DATA BLOCK Block Start
PR #1950, opened 2025-08-28
Upgrade to latest stable AGP 8.12.2

liutikas:
- Upgrades to a newer version of compose bom that pulls in newer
DATA BLOCK Block End
EXERCISE PROMPT |
Starting with the line that contains "Upgrade to latest stable AGP 8.12.2", output every line through the end of the listing above, unchanged.

SOLUTION TO THE EXERCISE |
Upgrade to latest stable AGP 8.12.2

liutikas:
- Upgrades to a newer version of compose bom that pulls in newer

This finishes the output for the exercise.